= Chaim Dov Keller =

American rabbi (1930–2020)

Chaim Dov Keller (1930 – August 17, 2020) was an American Haredi rabbi,
Talmudic scholar, and rosh yeshiva (dean) of the Telshe Yeshiva in Chicago for six decades. He was also a member of the "Nesius" (Presidium) of the Moetzes Gedolei HaTorah of Agudath Israel of America.

==Biography==
Chaim Dov Keller was born in New York City in 1930. He studied at Yeshiva University and subsequently attended the Telshe yeshiva in Cleveland, Ohio, under the leadership of Rabbis Chaim Mordechai Katz and Eliyahu Meir Bloch. Keller became a student and disciple of Bloch in particular.

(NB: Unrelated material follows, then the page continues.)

PR #4968, opened 2023-02-27
allow flux-core to be configured in ascii-only mode

grondo:
This PR adds a new option to flux-core configure: `--enable-broken-locale-mode`, which when used causes flux-core to avoid using the non-ascii `ƒ` character as a FLUID prefix (and in `flux top` etc). It is offered as more fool-proof way to disable the "fancy" character for install where locales or terminals are known to be misconfigured such that `ƒ` does not display correctly.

==Telshe yeshiva in Chicago and Agudath Israel of America==
In 1960, Rabbi Avrohom Chaim Levin and Rabbi Chaim Schmelczer were hand-picked by Katz to open a new branch of the yeshiva in Chicago. Keller came to serve as rosh yeshiva of the Chicago branch the following year. The Chicago yeshiva became the main non-Hasidic Lithuanian yeshiva in Chicago. Keller led the yeshiva for six decades, presenting tens of thousands of shiurim (Torah lectures) and mussar talks, and producing thousands of students. He also maintained a personal relationship with each student, being a source of guidance for his choice of higher yeshivas, finding a shidduch, and advice after marriage.

==Recognition by Agudath Israel==
With the passage of time, and as a relatively significant number of alumni graduated from the Telshe yeshiva in Chicago, it added to the reputations of its founders in the world of (New York-based) Agudath Israel of America to which they belong. While Levin was elevated to a seat on the Moetzes Gedolei HaTorah of Agudath Israel of America, Keller became a member of its "Nesius" (Presidium), a lesser yet still prestigious appointment. Thus at Agudath Israel's premier event, its annual convention, Keller was frequently one of the official rabbis and rosh yeshivas designated to give official speeches or lectures, such as at the 77th Agudah convention in 1999 (symposium, "Drawing Lines, Drawing Near — Securing The Future Of American Jewry"); the 80th Agudah convention in 2002 (plenary session, "What in the World is Going On? — Searching for Meaning in the Maelstrom"); and the 83rd Agudah convention in 2005 ("Shabbat speakers"). He frequently wrote articles for the Agudah magazine The Jewish Observer as well.

==Personal life and death==
Keller's first wife died in the 1990s; his son-in-law, Rabbi Dovid Schechter, also died in the 2000s. Keller was prone to weakness and poor health in his later years.

He became ill from COVID-19 during the COVID-19 pandemic in Illinois in March 2020. He never recovered and died on August 17, 2020.

==Bibliography==
Keller authored Sefer Chidekel on weekly portions of the Torah.

The following is a short list of subjects and articles to which Keller has addressed his critiques:

- Criticism of Modern Orthodox Judaism
- Criticising Chabad Messianists
- Opposing female rabbis
- Attacking the existence of a gay club at Yeshiva College
- A Torah perspective attacking the decision in the Dover case on intelligent design

Keller also wrote a widely published obituary on Rabbi Boruch Sorotzkin, Telshe rosh yeshiva, in 2007.